Investments in biofuels also qualify for a tax-depreciation write-off in the ratio of 50:30:20% over a period of three years. Treasury again in 2006/2007 approved a Renewable Energy Capital Subsidy Scheme administered by the Department of Minerals and Energy (now Department of Energy). The subsidy provides for 16,7 c/l subsidy for bioethanol and 27,3 c/l for biodiesel, up to a maximum of R20 million.

In 2006 a Cleaner Fuels Programme phased out leaded petrol and reduced sulphur in diesel to a maximum of 0,05% (mass). Regulations gazetted in June 2006 in support of this programme included a specific allowance for biodiesel addition and mandates fuel specifications according to the South African National Standards (SANS) (Biofuels Industry Strategy of the Republic of South Africa, Department of Minerals and Energy, 2007) .
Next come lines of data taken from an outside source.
PR #817, opened 2026-03-24
feat(web): display short IDs in goals editor with click-to-copy badge

lsm:
Add GoalShortIdBadge component to GoalsEditor that renders a #g-N badge
next to goal titles when shortId is present. Badge copies the short ID
to clipboard on click with 1.5s visual feedback, uses stopPropagation
to prevent card expand toggle, and is omitted gracefully for legacy
goals without shortId.

Add 6 unit tests covering badge visibility, tooltip, stopPropagation,
clipboard copy, and fallback for goals without shortId.

### DIFF
--- a/packages/web/src/components/room/GoalsEditor.test.tsx
+++ b/packages/web/src/components/room/GoalsEditor.test.tsx
@@ -1003,4 +1003,72 @@ describe('GoalsEditor', () => {
 			expect(container.textContent).toContain('Deploy to staging');
 		});
 	});
+
+	describe('Short ID Badge', () => {
+		it('should show short ID badge when goal has shortId', () => {
+			const goals = [createMockGoal('goal-1', { shortId: 'g-7' })];
+			const { container } = render(<GoalsEditor goals={goals} {...defaultHandlers} />);
+			const badge = container.querySelector('[data-testid="goal-short-id-badge-g-7"]');
+			expect(badge).toBeTruthy();
+			expect(badge?.textContent).toBe('#g-7');
+		});
+
+		it('should not show short ID badge when goal has no shortId', () => {
+			const goals = [createMockGoal('goal-1')];
+			const { container } = render(<GoalsEditor goals={goals} {...defaultHandlers} />);
+			const badge = container.querySelector('[data-testid^="goal-short-id-badge-"]');
+			expect(badge).toBeNull();
+		});
+
+		it('should show tooltip on short ID badge', () => {
+			const goals = [createMockGoal('goal-1', { shortId: 'g-3' })];
+			const { container } = render(<GoalsEditor goals={goals} {...defaultHandlers} />);
+			const badge = container.querySelector('[data-testid="goal-short-id-badge-g-3"]');
+			expect(badge?.getAttribute('title')).toBe('Click to copy short ID');
+		});
+
+		it('should stop propagation when clicking badge', () => {
+			const goals = [createMockGoal('goal-1', { shortId: 'g-5' })];
+			const { container } = render(<GoalsEditor goals={goals} {...defaultHandlers} />);
+			const badge = container.querySelector(
+				'[data-testid="goal-short-id-badge-g-5"]'
+			) as HTMLElement;
+
+			// Track expand state — clicking header toggles expand; clicking badge should not
+			const header = container.querySelector('[data-testid="goal-item-header"]') as HTMLElement;
+			fireEvent.click(header);
+			const expandedContent = container.innerHTML;
+
+			// Click badge — expansion state should not change again
+			fireEvent.click(badge);
+			expect(container.innerHTML).toBe(expandedContent);
+		});
+
+		it('should copy short ID to clipboard on click', async () => {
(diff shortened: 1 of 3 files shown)


lsm (commented):

### Verdict: APPROVE

The implementation is clean, consistent with the existing ShortIdBadge in RoomTasks.tsx, and all 89 tests pass (including 6 new ones). Lint, typecheck, and knip are all clean.

---

### Detailed Review

**Correctness & Completeness**

The GoalShortIdBadge component faithfully mirrors the ShortIdBadge in `packages/web/src/components/room/RoomTasks.tsx` (lines 544-567). The implementations are structurally identical:
- Same `useSignal(false)` for the copied state
- Same `e.stopPropagation()` to prevent card click-through
- Same `navigator.clipboard.writeText(shortId)` with `.then()` callback
- Same 1500ms reset timeout
- Same CSS classes, tooltip text, and visual output

The badge is correctly rendered inside the goal card header (line 1289-1292 of GoalsEditor.tsx), wrapped in a flex container with the title, and guarded by a `{goal.shortId && ...}` check so legacy goals without shortId are handled gracefully. The `shortId?` field on `RoomGoal` is already defined in `packages/shared/src/types/neo.ts:150`.

**Test Coverage (P2 -- see note below)**

The 6 new tests cover:
1. Badge visibility when shortId is present
2. No badge when shortId is absent
3. Tooltip text verification
4. stopPropagation prevents expand toggle
5. Clipboard copy with correct argument
6. Fallback rendering for goals without shortId

However, tests 2 and 6 cover the same scenario (goal without shortId). The test suite would benefit from a test verifying the visual feedback transition (checking that `copied.value = true` changes the button text from `#g-N` to the checkmark text), similar to how the RoomTasks tests verify click behavior. This is not blocking since the underlying logic is identical to the already-validated RoomTasks badge.

**P1: Missing .catch() on clipboard API**

Both `GoalShortIdBadge` (GoalsEditor.tsx:269) and the original `ShortIdBadge` (RoomTasks.tsx:549) call `navigator.clipboard.writeText(shortId).then(...)` without a `.catch()`. If the Clipboard API is unavailable (e.g., HTTP context without secure origin, or browser permission denied), this will produce an unhandled promise rejection. This is a pre-existing issue in the RoomTasks implementation that was copied over, not a new bug introduced by this PR. Flagging for awareness but not blocking this PR since fixing it here alone would be inconsistent.

**Consistency**

The `data-testid` prefix is `goal-short-id-badge-` versus `short-id-badge-` in RoomTasks. This is reasonable since it disambiguates which component's badge is being targeted in tests and follows a natural naming convention.

**Layout**

The badge is placed in a new `<div class="flex items-center gap-2 min-w-0">` wrapper around the title (line 1289). The `min-w-0` ensures the title can truncate properly when it's long. The badge has `flex-shrink-0` so it never gets squeezed. This is correct.

---

### Summary

This is a straightforward, well-executed copy of the existing ShortIdBadge pattern applied to the goals editor. The code is consistent, tests pass, and there are no regressions.

### Issues Found

- **P1**: Missing `.catch()` on `navigator.clipboard.writeText()` promise (pre-existing from RoomTasks, not new)
- **P2**: Test for visual feedback transition (copied state) is absent, though covered indirectly by identical RoomTasks pattern

### Counts

- P0: 0
- P1: 1
- P2: 1
- P3: 0

**Recommendation: APPROVE** -- The missing .catch() is pre-existing and out of scope for this PR. The test gap is minor.

lsm (commented):

### Verdict: APPROVE

Both review items from the previous round have been correctly addressed.

---

### P1 Fix: `.catch(() => {})" on clipboard writeText

Both components now have the error suppression:

- `GoalShortIdBadge` (`packages/web/src/components/room/GoalsEditor.tsx`, line 277): `.catch(() => {})` added
- `ShortIdBadge` (`packages/web/src/components/room/RoomTasks.tsx`, line 557): `.catch(() => {})` added

The two implementations are now structurally identical. The empty catch handler is the correct approach here -- clipboard failures are non-critical UX, and showing an error toast would be excessive for a copy-to-clipboard action. If you ever want to log clipboard failures for diagnostics, this is the place to add it, but silence is the right default.

### P2 Fix: Visual feedback test

The new test at `packages/web/src/components/room/GoalsEditor.test.tsx:1065-1084` correctly verifies:

1. Initial badge text is `#g-11`
2. After clicking, badge text transitions to the checkmark string
3. Uses `waitFor` from `@testing-library/preact` to handle the async state update

The test is well-structured -- it mocks `navigator.clipboard.writeText` as a resolving promise and waits for the signal update to propagate. All 90 tests pass (84 existing + 7 new badge tests).

### Minor note (P3)

The RoomTasks counterpart (`ShortIdBadge`) still lacks a visual feedback test. This is not blocking since the two components are structurally identical, but for completeness it would be nice to add the same test there in a follow-up.

### Issues Found

- P0: 0
- P1: 0
- P2: 0
- P3: 1 (visual feedback test missing from RoomTasks -- follow-up only)

**Recommendation: APPROVE**

PR #818, opened 2026-03-24
feat(storage): add app_mcp_servers table, types, and repository

lsm:
- Add `app_mcp_servers` SQLite table to schema/index.ts with columns for
  stdio/sse/http transport types, JSON-encoded args/env/headers, and enabled flag
- Add migration 49 to create the table incrementally on existing databases
- Add AppMcpServer types to @neokai/shared (AppMcpServer, AppMcpServerSourceType,
  CreateAppMcpServerRequest, UpdateAppMcpServerRequest)
- Implement AppMcpServerRepository with create/get/getByName/list/listEnabled/update/delete;
  each write calls reactiveDb.notifyChange('app_mcp_servers') for LiveQuery invalidation
- Wire repository into Database facade as `appMcpServers` getter
- Add 23 unit tests covering CRUD, listEnabled filtering, and notifyChange calls

### DIFF
--- a/packages/daemon/src/storage/index.ts
+++ b/packages/daemon/src/storage/index.ts
@@ -33,6 +33,7 @@ import {
 	type UpdateGoalParams,
 } from './repositories/goal-repository';
 import { JobQueueRepository } from './repositories/job-queue-repository';
+import { AppMcpServerRepository } from './repositories/app-mcp-server-repository';
 import type { ReactiveDatabase } from './reactive-database';
 
 export type { SendStatus } from './repositories/sdk-message-repository';
@@ -53,6 +54,7 @@ export type { JobHandler, JobQueueProcessorOptions } from './job-queue-processor
 // Re-export repository classes for direct use
 export { GoalRepository } from './repositories/goal-repository';
 export { SpaceAgentRepository } from './repositories/space-agent-repository';
+export { AppMcpServerRepository } from './repositories/app-mcp-server-repository';
 
 /**
  * Database facade class that maintains backward compatibility with the original Database class.
@@ -69,6 +71,7 @@ export class Database {
 	private inboxItemRepo!: InboxItemRepository;
 	private goalRepo!: GoalRepository;
 	private jobQueueRepo!: JobQueueRepository;
+	private appMcpServerRepo!: AppMcpServerRepository;
 	private shortIdAllocator!: ShortIdAllocator;
 
 	constructor(dbPath: string) {
@@ -89,6 +92,7 @@ export class Database {
 		this.inboxItemRepo = new InboxItemRepository(db);
 		this.goalRepo = new GoalRepository(db, reactiveDb, shortIdAllocator);
 		this.jobQueueRepo = new JobQueueRepository(db);
+		this.appMcpServerRepo = new AppMcpServerRepository(db, reactiveDb);
 	}
 
 	// ============================================================================
@@ -423,6 +427,13 @@ export class Database {
 	 */
 	getJobQueueRepo(): JobQueueRepository {
 		return this.jobQueueRepo;
+	}
+
+	/**
+	 * Get the application-level MCP server repository
+	 */
+	get appMcpServers(): AppMcpServerRepository {
+		return this.appMcpServerRepo;
 	}
 
 	close(): void {
--- a/packages/daemon/src/storage/repositories/app-mcp-server-repository.ts
+++ b/packages/daemon/src/storage/repositories/app-mcp-server-repository.ts
@@ -1,0 +1,214 @@
+/**
+ * AppMcpServerRepository
+ *
+ * CRUD operations for the application-level MCP server registry.
+ * Each write method calls reactiveDb.notifyChange('app_mcp_servers') so that
+ * LiveQueryEngine can invalidate frontend subscriptions on every registry change.
+ */
+
+import type { Database as BunDatabase } from 'bun:sqlite';
+import { generateUUID } from '@neokai/shared';
+import type {
+	AppMcpServer,
+	AppMcpServerSourceType,
+	CreateAppMcpServerRequest,
+	UpdateAppMcpServerRequest,
+} from '@neokai/shared';
+import type { ReactiveDatabase } from '../reactive-database';
+import type { SQLiteValue } from '../types';
+
+// ---------------------------------------------------------------------------
+// Internal row type (mirrors SQLite columns)
+// ---------------------------------------------------------------------------
+
+interface AppMcpServerRow {
+	id: string;
+	name: string;
+	description: string | null;
+	source_type: string;
+	command: string | null;
+	args: string | null;
+	env: string | null;
+	url: string | null;
+	headers: string | null;
+	enabled: number;
+	created_at: number | null;
+	updated_at: number | null;
+}
+
+// ---------------------------------------------------------------------------
+// Helpers
+// ---------------------------------------------------------------------------
+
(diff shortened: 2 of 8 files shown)


lsm (commented):

**Recommendation: REQUEST_CHANGES** (4 issues found: 1 P1, 3 P2)

---

### P1 -- Missing UNIQUE constraint error handling on `create()` and `update()` for the `name` column

**File:** `packages/daemon/src/storage/repositories/app-mcp-server-repository.ts`

The `name` column has a `UNIQUE` constraint in the schema, but neither `create()` nor `update(name=...)` handles the case where a duplicate name is provided. Both methods will let the raw SQLite `UNIQUE constraint failed` error bubble up as an unhandled exception. Other repositories in this codebase (e.g., `SpaceAgentRepository` in `packages/daemon/src/storage/repositories/space-agent-repository.ts`, line 88-104) explicitly provide an `isNameTaken()` check method for exactly this scenario.

At minimum, `create()` should either:
- Catch the constraint error and throw a domain-specific error (e.g., a custom `DuplicateNameError` or similar), or
- Check for duplicate names before insertion and return a structured error, or
- Have a companion `isNameTaken(name, excludeId?)` method so that the RPC handler layer (to be written in a future task) can validate before calling the repo.

The same applies to `update()` when `name` is changed -- the UNIQUE constraint can fire when renaming to an already-taken name.

Additionally, there are no tests for the duplicate name scenario. Given that this is the primary integrity constraint on the table, this is a notable test gap.

---

### P2 -- `CreateAppMcpServerRequest` requires `enabled: boolean` with no default

**File:** `packages/shared/src/types/app-mcp-server.ts`, line 53

```
export type CreateAppMcpServerRequest = Omit<AppMcpServer, 'id'>;
```

Since `enabled: boolean` is a required (non-optional) field on `AppMcpServer`, it is also required on `CreateAppMcpServerRequest`. While the SQL schema defines `DEFAULT 1`, the TypeScript type forces every caller to explicitly pass `enabled: true`. This is inconsistent -- every single test has to redundantly specify `enabled: true`, and the eventual RPC handler will need to mandate it from the frontend.

Consider making `enabled` optional with a default of `true` in the create request type (e.g., `Partial<Pick<AppMcpServer, 'enabled'>>` overlay, or a separate interface). The repository's `create()` method already handles falsy values with `req.enabled ? 1 : 0`, so it is ready for this -- but the type layer forces explicitness that the DB schema does not.

---

### P2 -- Missing validation on `source_type` transport compatibility

**File:** `packages/daemon/src/storage/repositories/app-mcp-server-repository.ts`

The repository accepts any `sourceType` value and stores it directly. While the DB has a CHECK constraint (`CHECK(source_type IN ('stdio', 'sse', 'http'))`), there is no application-level validation. A caller could pass an invalid sourceType, get an unhelpful SQLite CHECK constraint error, and there is no test verifying that invalid source types are rejected.

While the CHECK constraint prevents data corruption, it would be better to validate at the repository boundary and return a clear error. Consider at least a test that verifies the CHECK constraint fires on invalid input.

---

### P2 -- `list()` and `listEnabled()` ordering with NULL `created_at`

**File:** `packages/daemon/src/storage/repositories/app-mcp-server-repository.ts`, lines 127 and 137

Both queries use `ORDER BY created_at ASC`. In SQLite, NULL values sort first in ASC order. While `create()` always sets `created_at`, the column is nullable in the schema (`created_at INTEGER` -- no `NOT NULL` constraint). If rows are ever inserted outside this repository (direct SQL, data migration, or a bug), those rows would appear first in the list with `created_at = null`.

This is not a bug today, but it is a fragility. Consider either:
- Adding `NOT NULL` to `created_at` in the schema (preferred, since the repository always sets it), or
- Using `ORDER BY created_at IS NULL, created_at ASC` to push NULLs to the end.

---

### Positive observations

- **Schema and migration are correct and consistent.** Both `createTables()` and `runMigration49()` define identical DDL. The migration is idempotent via `CREATE TABLE IF NOT EXISTS`.
- **`notifyChange('app_mcp_servers')` usage is correct.** Every write method (create, update, delete) properly calls `notifyChange` after the operation. The conditional guards (only notify when changes actually occurred in update/delete) are a nice touch.
- **The `rowToServer()` helper correctly handles null-to-undefined mapping** for optional fields using spread + conditional, which matches the existing codebase pattern.
- **The update method correctly distinguishes between "field not provided" and "field explicitly set to null/undefined"** using `'description' in updates` pattern for nullable fields and `updates.name !== undefined` for non-nullable fields.
- **Wiring into the Database facade is clean and follows the existing pattern** -- private field, initialization in `initialize()`, exposed via getter.
- **Test coverage is solid for the happy path** -- 23 tests covering all CRUD operations, all three source types, optional field omission, and notifyChange spy verification.
- **The shared types are well-documented** with clear JSDoc comments including the env var security note.

lsm (commented):

**Recommendation: APPROVE**

All four issues from the previous review have been addressed correctly and completely. No new issues were introduced.

### Issue Resolution Summary

**P1 (Duplicate name handling) -- Fixed**
- `isNameTaken(name, excludeId?)` is properly implemented with a SELECT 1 query (line 88-97 of `app-mcp-server-repository.ts`). The `excludeId` parameter correctly uses `id != ?` to allow self-renames.
- `create()` (line 106) and `update()` (line 188) both check for duplicate names before proceeding, throwing a clear error message. The DB UNIQUE constraint on `name` serves as a safety net.
- The pattern is consistent with the existing `SpaceAgentRepository.isNameTaken()` in this codebase.
- Tests cover: duplicate create, duplicate rename, self-rename, and the `isNameTaken` helper directly with all four permutations (line 113-158 of the test file).

**P2 (enabled defaulting) -- Fixed**
- `CreateAppMcpServerRequest` now uses `enabled?: boolean` (line 53-55 of `app-mcp-server.ts`), making it truly optional.
- `create()` defaults via `req.enabled ?? true` (line 129 of the repository).
- Tests verify default-to-true when omitted and explicit false (lines 67-75 of the test file).
- All existing tests were updated to remove the now-redundant `enabled: true`.

**P2 (sourceType validation) -- Fixed**
- `VALID_SOURCE_TYPES` constant (line 24) and `validateSourceType()` (lines 66-72) validate against the set of known transport types.
- Called in both `create()` (line 104) and `update()` (line 192-194).
- Error message includes the invalid value and lists valid options.
- Tests verify invalid sourceType is rejected on both create and update (lines 120-125, 305-311 of the test file).
- Note: the DB CHECK constraint on `source_type` is still the authoritative guard; the application-level validation provides a friendlier error message.

**P2 (NULL created_at ordering) -- Fixed**
- Both `list()` and `listEnabled()` now use `ORDER BY created_at IS NULL, created_at ASC` (lines 163, 173-174), which sorts NULL rows last.
- Test verifies NULL-created_at rows sort after timestamped rows (lines 217-228 of the test file).

### Minor Observations (no action required)

- **P3: No input sanitization on `name`** -- The repository does not trim whitespace or validate minimum length on the `name` field. This is acceptable as validation is typically the responsibility of the RPC handler layer (which this PR does not include). The DB-level constraints (`UNIQUE NOT NULL`) handle the hard requirements.

- **P3: No empty/whitespace name test** -- Tests do not verify behavior when name is empty string or whitespace-only. This is fine for a repository unit test; boundary validation should be tested at the handler layer.

### Test Coverage
All 35 tests pass. Coverage is comprehensive for the repository layer: CRUD operations, list/listEnabled filtering, NULL ordering, duplicate name detection, sourceType validation, and notifyChange behavior (including the no-op case for empty updates).

PR #820, opened 2026-03-24
feat(mcp): add AppMcpLifecycleManager class and wire mcp.registry.listErrors RPC

lsm:
- Create packages/daemon/src/lib/mcp/app-mcp-lifecycle-manager.ts with:
  - getEnabledMcpConfigs(): converts enabled registry entries to SDK McpServerConfig
  - getEnabledMcpConfigsForRoom(): stub that falls back to global enabled configs
  - validateEntry(): checks required fields per source type (stdio needs command, sse/http need url)
  - getStartupErrors(): returns all invalid entries for UI warning badge
- Create packages/daemon/src/lib/mcp/index.ts re-exporting the manager
- Instantiate AppMcpLifecycleManager in app.ts and expose as appMcpManager in DaemonAppContext
- Register mcp.registry.listErrors RPC handler in mcp-handlers.ts
- Add 19 unit tests covering stdio/sse/http conversion, disabled filtering, validation, and error reporting

### DIFF
--- a/packages/daemon/src/app.ts
+++ b/packages/daemon/src/app.ts
@@ -24,6 +24,7 @@ import { JobQueueRepository } from './storage/repositories/job-queue-repository'
 import { JobQueueProcessor } from './storage/job-queue-processor';
 import { createCleanupHandler } from './lib/job-handlers/cleanup.handler';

These concessions and efforts realise two viewpoints –

  • they assure us that the government is firmly intent on furthering efforts in the sustainable development arena; and
  • they further my view that government is leaning towards biodiesel, biofuel or biomass
  • as the key to attaining a sustainable environment where resources are maintained and the depletion of resources is minimised for the use of future generations.

The Mineral and Petroleum Resources Development Amendment Act 49 of 2008 aims to, inter alia, align the Act with the National Environmental Management Act in order to create one environmental management system. Although the legislature had the opportunity to address the other sectors of the market in the amendment, it instead limited the issue of sustainability as it related to the prospecting, mining, exploration or production of mineral resources.

The major problem with promoting a sustainable environment is the non-recognition of alternative and renewable energy sources and the relevant legislation in these instances is vague and contradictory. Notably, the MPRDA does not include alternative or renewable energy sources as part of the definition of ‘petroleum’, which conflicts with the provisions contained in s 12(c) of the 2005 amendment.

If this is not corrected, government’s efforts to spur development with biodiesel/biofuels in the forms of tax concessions and to highlight government programmes may be hindered as a result of this lacuna.

In light of the above, it can be stated that the legislation regulating the liquid petroleum and gas sector does not pose a major hindrance to the implementation of sustainability as a whole. There are clear attempts by the legislature and key stakeholders to address the issue through job creation, environmental protection and in creating a competitive marketplace to foster sustainability in accordance with the three pillars of sustainable development.

In my view, to achieve ultimate sustainability, there must be an appropriate definition providing for alternative energy sources as possible viable sources in order to meet current excess demand. This will be done by balancing the current stock of energy sources with those of new alternative energy sources in the form of biofuel and biomass in order to meet the definition in the Brundtland Report, that is, ‘development that meets the needs of the present without compromising the ability of future generations to meet their own needs’.

Kuvashen Padayachee LLM (Wits) is an attorney at Koikanyang Incorporated in Johannesburg.